WORK ORDER » Every line of the material below that contains the string "post" must appear in the answer.

EXTRACTED INFORMATION »

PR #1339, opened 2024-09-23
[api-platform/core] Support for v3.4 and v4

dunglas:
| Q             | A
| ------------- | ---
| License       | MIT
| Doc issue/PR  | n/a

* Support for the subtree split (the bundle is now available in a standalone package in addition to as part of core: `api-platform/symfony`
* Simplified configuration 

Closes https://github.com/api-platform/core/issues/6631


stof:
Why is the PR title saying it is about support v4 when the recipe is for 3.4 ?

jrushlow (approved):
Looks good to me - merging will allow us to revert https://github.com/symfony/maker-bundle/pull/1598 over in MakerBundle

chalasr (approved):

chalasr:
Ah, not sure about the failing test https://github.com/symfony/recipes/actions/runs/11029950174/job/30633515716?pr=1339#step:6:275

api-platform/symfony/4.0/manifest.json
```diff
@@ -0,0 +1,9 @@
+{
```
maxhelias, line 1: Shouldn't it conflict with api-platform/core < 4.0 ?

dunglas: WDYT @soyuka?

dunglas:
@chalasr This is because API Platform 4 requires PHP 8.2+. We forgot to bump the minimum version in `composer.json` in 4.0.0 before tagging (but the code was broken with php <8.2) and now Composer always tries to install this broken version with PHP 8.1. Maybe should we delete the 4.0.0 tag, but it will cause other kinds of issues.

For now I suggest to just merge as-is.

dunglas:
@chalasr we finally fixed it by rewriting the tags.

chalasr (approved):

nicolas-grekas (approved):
==
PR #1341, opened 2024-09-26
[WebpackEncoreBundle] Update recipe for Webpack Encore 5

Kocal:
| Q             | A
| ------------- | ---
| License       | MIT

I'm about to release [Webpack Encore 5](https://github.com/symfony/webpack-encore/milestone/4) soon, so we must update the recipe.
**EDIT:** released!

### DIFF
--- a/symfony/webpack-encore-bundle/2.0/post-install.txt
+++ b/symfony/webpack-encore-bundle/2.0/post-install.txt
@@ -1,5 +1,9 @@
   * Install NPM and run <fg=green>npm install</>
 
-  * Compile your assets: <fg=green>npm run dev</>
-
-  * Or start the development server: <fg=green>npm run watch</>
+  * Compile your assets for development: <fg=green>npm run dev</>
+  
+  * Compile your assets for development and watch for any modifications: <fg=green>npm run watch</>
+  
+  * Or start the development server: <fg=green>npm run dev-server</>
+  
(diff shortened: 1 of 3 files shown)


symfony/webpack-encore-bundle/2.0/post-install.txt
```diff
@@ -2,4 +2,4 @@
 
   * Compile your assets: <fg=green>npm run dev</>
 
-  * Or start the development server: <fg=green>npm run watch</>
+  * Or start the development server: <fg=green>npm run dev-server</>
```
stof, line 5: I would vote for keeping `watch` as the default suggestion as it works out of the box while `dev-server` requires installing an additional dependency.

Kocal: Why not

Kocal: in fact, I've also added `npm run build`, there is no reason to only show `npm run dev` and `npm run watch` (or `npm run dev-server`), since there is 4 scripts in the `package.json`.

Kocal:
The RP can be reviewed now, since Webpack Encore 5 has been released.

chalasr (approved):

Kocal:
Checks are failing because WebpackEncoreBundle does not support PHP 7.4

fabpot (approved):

SOLUTION FOR THIS EXERCISE »
--- a/symfony/webpack-encore-bundle/2.0/post-install.txt
+++ b/symfony/webpack-encore-bundle/2.0/post-install.txt
symfony/webpack-encore-bundle/2.0/post-install.txt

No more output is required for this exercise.